אם שלו קדמו - קידושיו קידושין,

ואם של שלוחו קדמו - קידושיו קידושין,

ואם אינו ידוע שניהם נותנים גט;

ואם רצו - אחד נותן גט ואחד כונס.

This mishna requires a few introductory notes. First of all, we must be clear on the two-step process of halakhic marriage. The first step is called kiddushin, or erusin, and it legally binds the man and woman as husband and wife. This is most commonly accomplished when a man presents a woman with something of value (generally a ring), expressing his intent that this affect the kiddushin, and the woman willingly accepts it in the presence of witnesses. After kiddushin, the couple performs nissu'in, most commonly done through the chuppa, after which the couple is fully married and begins to live together as husband and wife. Although the two stages of marriage are performed nowadays at the same time, in previous times there was often a gap between the two steps. It should further be noted that a woman has the legal ability to accept kiddushin from the time that she attains full adulthood, at the age of approximately twelve and a half. Before then, when she is a minor or a na'ara (roughly, the first half a year after she turns twelve), her father can accept kiddushin on her behalf.
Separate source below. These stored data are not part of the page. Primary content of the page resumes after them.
PR #820, opened 2024-07-28
[Debezium] Adding Geography + JSON converters

Tang8330:
Moving Geography and JSON to follow the converters pattern

### DIFF
--- a/lib/debezium/converters/geometry.go
+++ b/lib/debezium/converters/geometry.go
@@ -69,8 +69,14 @@ func (GeometryPoint) Convert(value any) (any, error) {
 	return string(bytes), nil
 }
 
-// ParseGeometry will take in an object with b64 encoded wkb and return a GeoJSON string.
-func ParseGeometry(value any) (string, error) {
+type Geography struct{}
+
+func (Geography) ToKindDetails() typing.KindDetails {
+	// We will return this in GeoJSON format.
+	return typing.Struct
+}
+
+func (Geography) Convert(value any) (any, error) {
 	valMap, isOk := value.(map[string]any)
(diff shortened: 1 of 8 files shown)


lib/debezium/converters/geometry.go
```diff
@@ -69,8 +69,14 @@ func (GeometryPoint) Convert(value any) (any, error) {
 	return string(bytes), nil
 }
 
-// ParseGeometry will take in an object with b64 encoded wkb and return a GeoJSON string.
-func ParseGeometry(value any) (string, error) {
+type Geography struct{}
```
danafallon, line 72: Is there a reason for calling this `Geography` instead of `Geometry` like it was before?

danafallon (approved):
One question about naming, otherwise looks good

lib/debezium/converters/geometry.go
Tang8330: Haha yeah I named it Geography because we already have a variable named Geometry

Tang8330: And this parser handles both Geography + Geometry

Tang8330: I could rename [Geometry](https://github.com/artie-labs/transfer/blob/875987a24aa5e4248ba4704c39583c56203ad6b6/lib/debezium/converters/geometry.go#L23) to be GeometryJSON.

Wdyt?

danafallon: Ah okay, yeah I think that seems more consistent/user-friendly to me (Geometry -> GeometryJSON and Geography -> Geometry)

PR #824, opened 2024-07-29
Tightening variable + tests

Tang8330:
## Change

1. Adding more tests and refactoring existing ones
2. `colKind` was actually just the `columns.Column` object before. We are now passing the actual `KindDetails` struct instead.

### DIFF
--- a/clients/redshift/cast.go
+++ b/clients/redshift/cast.go
@@ -5,7 +5,6 @@ import (
 
 	"github.com/artie-labs/transfer/lib/config/constants"
 	"github.com/artie-labs/transfer/lib/typing"
-	"github.com/artie-labs/transfer/lib/typing/columns"
 	"github.com/artie-labs/transfer/lib/typing/values"
 )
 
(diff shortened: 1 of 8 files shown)


clients/redshift/cast.go
```diff
@@ -34,11 +33,11 @@ func replaceExceededValues(colVal string, colKind columns.Column) string {
 	return colVal
 }
 
-// CastColValStaging - takes `colVal` any and `colKind` typing.Column and converts the value into a string value
+// castColValStaging - takes `colVal` any and `colKind` typing.Column and converts the value into a string value
 // This is necessary because CSV writers require values to in `string`.
-func (s *Store) CastColValStaging(colVal any, colKind columns.Column, additionalDateFmts []string) (string, error) {
+func castColValStaging(colVal any, colKind typing.KindDetails, additionalDateFmts []string) (string, error) {
```
Tang8330, line 38: Did not need to be on the store object, nor did it need to be public.

clients/snowflake/staging.go
```diff
@@ -43,7 +42,7 @@ func replaceExceededValues(colVal string, kindDetails typing.KindDetails) string
 
 // castColValStaging - takes `colVal` any and `colKind` typing.Column and converts the value into a string value
```
danafallon, line 43: Update this comment to say `typing.KindDetails` instead of `typing.Column`? (or just remove the types from the comment and let the function be the source of truth)

Tang8330: sg

clients/redshift/cast.go
```diff
@@ -5,25 +5,24 @@ import (
 
 	"github.com/artie-labs/transfer/lib/config/constants"
 	"github.com/artie-labs/transfer/lib/typing"
-	"github.com/artie-labs/transfer/lib/typing/columns"
 	"github.com/artie-labs/transfer/lib/typing/values"
 )
 
 const maxRedshiftLength int32 = 65535
 
 // replaceExceededValues - takes `colVal` any and `colKind` columns.Column and replaces the value with an empty string if it exceeds the max length.
```
danafallon, line 13: Oh this one also has the wrong type in it

Tang8330: Wow the comment for this one is verbose. Removing

danafallon (approved):

PR #825, opened 2024-07-29
MongoDB clean up

Tang8330:
As part of validating MongoDB streaming, I noticed we weren't handling `CodeWithScope` and also we were wrongfully assuming that BinData will be only 16 bytes. 

In MongoDB, you can create a BinData with any arbitrary value and assign whichever subtype you want.

### DIFF
--- a/lib/typing/mongo/bson.go
+++ b/lib/typing/mongo/bson.go
@@ -64,12 +64,17 @@ func bsonBinaryValueToMap(value primitive.Binary) (any, error) {
 	case
 		bson.TypeBinaryUUIDOld,
 		bson.TypeBinaryUUID:
-		parsedUUID, err := uuid.FromBytes(value.Data)
-		if err != nil {
-			return nil, err
+		if len(value.Data) == 16 {
+			// UUIDs must be 16 bytes
+			parsedUUID, err := uuid.FromBytes(value.Data)
+			if err != nil {
+				return nil, err
+			}
+
+			return parsedUUID.String(), nil
 		}
 
-		return parsedUUID.String(), nil
+		fallthrough
 	default:
 		return map[string]any{
 			"$binary": map[string]any{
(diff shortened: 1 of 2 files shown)


lib/typing/mongo/bson.go
```diff
@@ -103,12 +109,20 @@ func bsonValueToGoValue(value any) (any, error) {
...
+		return map[string]any{"$code": string(v.Code), "$scope": v.Scope}, nil
 	case
 		nil,
 		bool,
 		string,
 		int32, int64,
-		float32, float64:
+		float32:
+		return v, nil
+	case float64:
```
nathan-artie, line 121: Would we not want to check this for float32 too?

nathan-artie: Unless float32s can't be NaN/Inf?

lib/typing/mongo/bson.go
```diff
@@ -64,12 +65,17 @@ func bsonBinaryValueToMap(value primitive.Binary) (any, error) {
 	case
 		bson.TypeBinaryUUIDOld,
 		bson.TypeBinaryUUID:
-		parsedUUID, err := uuid.FromBytes(value.Data)
-		if err != nil {
-			return nil, err
+		if len(value.Data) == 16 {
```
nathan-artie, line 68: Are there UUIDs in MongoDB that are not 16 bytes or can these fields can be used to store non-UUID values?

Tang8330: The latter: can these fields can be used to store non-UUID values

lib/typing/mongo/bson.go
Tang8330: They theoretically can, but when you actually use the Infinity / -Infinity and NaN type, it creates float64

Tang8330: BSON parses doubles into float64s

nathan-artie (approved):

lib/typing/mongo/bson.go
Tang8330: To clarify, there should not be a way to get NaN / -/+ Inf that are float32 from BSON. But the language Go does technically allow it.

PR #826, opened 2024-07-30
[Typing] Remove the implicit JSON check

Tang8330:
We are already parsing JSON [here](https://github.com/artie-labs/transfer/blob/c01d76d8c3e9ab6506ffd19b65b7f5d5e38d1592/lib/debezium/types.go#L28). This PR removes the need for us to implicitly check if a string is a JSON object or not.

We will only label something as JSON if the schema provided, it or payload itself is a `map`.


lib/typing/values/string.go
```diff
@@ -57,22 +57,23 @@ func ToString(colVal any, colKind typing.KindDetails, additionalDateFmts []strin
...
-				colValBytes, err := json.Marshal(colVal)
-				if err != nil {
-					return "", err
-				}
+		if strings.Contains(fmt.Sprint(colVal), constants.ToastUnavailableValuePlaceholder) {
+			return fmt.Sprintf(`{"key":"%s"}`, constants.ToastUnavailableValuePlaceholder), nil
+		}
 
-				return string(colValBytes), nil
+		isArray := reflect.ValueOf(colVal).Kind() == reflect.Slice
```
Tang8330, line 64: Lifted this from `typing.String.Kind`

lib/typing/values/string.go
```diff
@@ -57,22 +57,23 @@ func ToString(colVal any, colKind typing.KindDetails, additionalDateFmts []strin
...
-					"key": constants.ToastUnavailableValuePlaceholder,
-				}
-			}
-
-			if reflect.TypeOf(colVal).Kind() != reflect.String {
-				colValBytes, err := json.Marshal(colVal)
-				if err != nil {
-					return "", err
-				}
+		if strings.Contains(fmt.Sprint(colVal), constants.ToastUnavailableValuePlaceholder) {
```
Tang8330, line 60: No need to create a map just to have it marshaled, we can do it ourselves. Also the if statement is a no-op given the case.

Most legal transactions can be accomplished via shelichut. This means that a person can appoint a shaliach (agent) to act on his behalf, in which case the agent can legally act on behalf of the one who appointed him. Halakha recognizes limited power of attorney, meaning that one can appoint a shaliach for any particular action, though not to have a blanket, general ability to act on one's behalf. Since kiddushin is a legal framework, it can be performed via shelichut; a man can appoint a shaliach to present the ring to the woman, thus affecting the kiddushin, and the woman may appoint a shaliach to accept the ring on her behalf. One can appoint one's shaliach with any guidelines that one wants. Thus, a man could appoint a shaliach to betroth a particular woman in a particular place, or may charge the shaliach with betrothing him any woman that the shaliach deems fit. Nissuin introduces the personal and intimate aspect of the marriage relationship, in which husband and wife establish a joint household. Due to the personal nature of this second stage of marriage, nissuin cannot be performed via shelichut. With all of this in mind, we can finally begin to explain our mishna.

The mishna presents a case in which a man appoints a shaliach to accept kiddushin on behalf of his daughter. The shaliach faithfully carries out his mission, but in the meantime the father himself decides to accept kiddushin from someone else. Clearly, a woman cannot be married to two men and the same time; which kiddushin is binding? The mishna rules that we essentially have two people who have the legal ability to accept kiddushin on behalf of the girl; her father and his shaliach. Therefore, if the father accepted kiddushin before the shaliach had a chance to, his kiddushin is binding. When the shaliach attempts to accept kiddushin, he is unwittingly attempting to accept kiddushin for someone who is already married. Since the woman is no longer eligibile for kiddushin, the shaliach's kiddushin is invalid. On the flip side, if the shaliach's kiddushin came first, the woman becomes legally married to the man from whom the shaliach accepted kiddushin; by the time the father attemtps to accept kiddushin, his daughter is already married. Thus, his attempt is not valid and his daughter is married to the man from whom the shaliach accepted kiddushin.

What if we are not certain whether the father or the shaliach accepted kiddushin first? Whichever kiddushin happened first is the one that is valid, and if we are not sure about the chronology, we must account for our uncertainty regarding which of the two men is the woman's true husband. Therefore, if the woman would want to marry a third party, she would have to receive a get (divorce document) from each of the two men in question. Similarly, if she would want to marry one of the men who already attempted to perform kiddushin with her (through her father or the shaliach), she will need a get from the other man in case he is the real husband.